Bolşeviklerin İslam’a dönük yaklaşımlarını sertleştirmelerine ilişkin kimi işaretler, yirmilerin sonunda alınmaya başlandı. Bu, özellikle kültürel alanda aşikârdı. Yirmilerin ortalarında Sovyetler Birliği’ndeki Müslüman
Türklerin kullandığı Arapçanın kaldırılmasını amaçlayan hareket, özellikle İslamî kültürü ve gelenekleri hedef
alıyordu. Bu, 1926’da ilgili teklifi
reddeden Sovyet memuru A. K. Abolin tarafından da kabul edilen
bir husustu:
“Biz,
Bakû Türkoloji Kongresi’nde tespit edilen bu hedefi (Latin alfabesine geçiş hedefini) ne ilân etmeli ne de teşviki yönünde gayret sarf etmeliyiz. Dindar Müslümanlar, bu görüşe düşmanca yaklaşacaklardır. Biz, merkezî otoritenin Doğu haklarına yeni alfabeyi
zorla dayatmakla suçlanmasına izin vermemeliyiz.”[53]
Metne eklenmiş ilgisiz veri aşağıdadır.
PR #101, opened 2020-03-02
Remove regexp-opt workarounds for Emacs < 24

non-Jedi:
Additional simplification enabled by #87.

This turned into a bit of a general cleanup PR with the subsequent commits.

### DIFF
--- a/julia-mode.el
+++ b/julia-mode.el
@@ -1,9 +1,10 @@
 ;;; julia-mode.el --- Major mode for editing Julia source code -*- lexical-binding: t -*-
 
-;; Copyright (C) 2009-2014 Julia contributors
-;; URL: https://github.com/JuliaLang/julia
+;; Copyright (C) 2009-2014 Julia contributors, 2015-2020 julia-mode contributors
+;; URL: https://github.com/JuliaEditorSupport/julia-emacs
 ;; Version: 0.4
 ;; Keywords: languages
+;; Package-Requires: ((emacs "24.3"))
 
 ;;; Usage:
 ;; Put the following code in your .emacs, site-load.el, or other relevant file
--- a/julia-mode.el
+++ b/julia-mode.el
@@ -65,11 +65,6 @@
 ;;;###autoload
 (add-to-list 'auto-mode-alist '("\\.jl\\'" . julia-mode))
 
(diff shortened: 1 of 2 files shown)


julia-mode.el
```diff
@@ -1,9 +1,10 @@
 ;;; julia-mode.el --- Major mode for editing Julia source code -*- lexical-binding: t -*-
 
-;; Copyright (C) 2009-2014 Julia contributors
-;; URL: https://github.com/JuliaLang/julia
+;; Copyright (C) 2009-2014 Julia contributors, 2015-2020 julia-mode contributors
+;; URL: https://github.com/JuliaEditorSupport/julia-emacs
 ;; Version: 0.4
 ;; Keywords: languages
+;; Package-Requires: ((emacs "24.3"))
```
tpapp: Do we actually need 24.3, or would 
```suggestion
;; Package-Requires: ((emacs "24"))
```
do?

julia-mode.el
```diff
@@ -906,10 +883,6 @@ following commands are defined:
 
 (add-hook 'inferior-julia-mode-hook 'inferior-julia--initialize)
 
-;;;###autoload
-(defalias 'run-julia #'inferior-julia
-  "Run an inferior instance of `julia' inside Emacs.")
-
```
tpapp: I guess that we can remove this, but technically it is a breaking change, so we should mention it in the changelog.

julia-mode.el
tpapp: Nevermind, I saw [this comment](https://github.com/JuliaEditorSupport/julia-emacs/pull/100/files#r386407333).

julia-mode.el
non-Jedi: I'm actually going to add this back in. I did a quick survey of other external language packages with a REPL, and the `run-LANGUAGE` function seems like a convention (Haskell had it, and I think ess had it).

non-Jedi:
I've force-pushed the last commit with `run-julia` added back in and the removal of `latexsub` added to the changelog.

julia-mode.el
tpapp: Thanks for looking into this.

1926’da Türkî halkların temsilcilerinin önemli
bölümünde Latin alfabesinin takdimine karşı ortak ve uzlaşmaz bir muhalefet zuhur etti. Destek, sadece Türkmenlerden, Azerbaycanlılardan ve Başkırlardan geldi.[54]
Ayrıca Latin alfabesine geçişi destekleyenler, kendilerinin İslamî kültürü zayıflattıklarını kabul ediyorlardı. Bunlar, Arap
alfabesinin okuryazar olma noktasında zor olduğundan “çocukların analitik kapasitelerini azalttığı” argümanı ile kendilerini savunuyorlardı.[55] Muhalefete rağmen Latin alfabesi,
1927’den itibaren uygulamaya konuldu. Görünüşe göre 1927 yılı, Sovyet Müslümanları için birçok hususta önemli bir
dönüm noktasıydı.
Militan Tanrısızlar Birliği’nin din karşıtı propagandanın güçlendirilmesini talep
ettiği 1926 yılında Zhenotdel (Komünist Parti’nin kadın kolu)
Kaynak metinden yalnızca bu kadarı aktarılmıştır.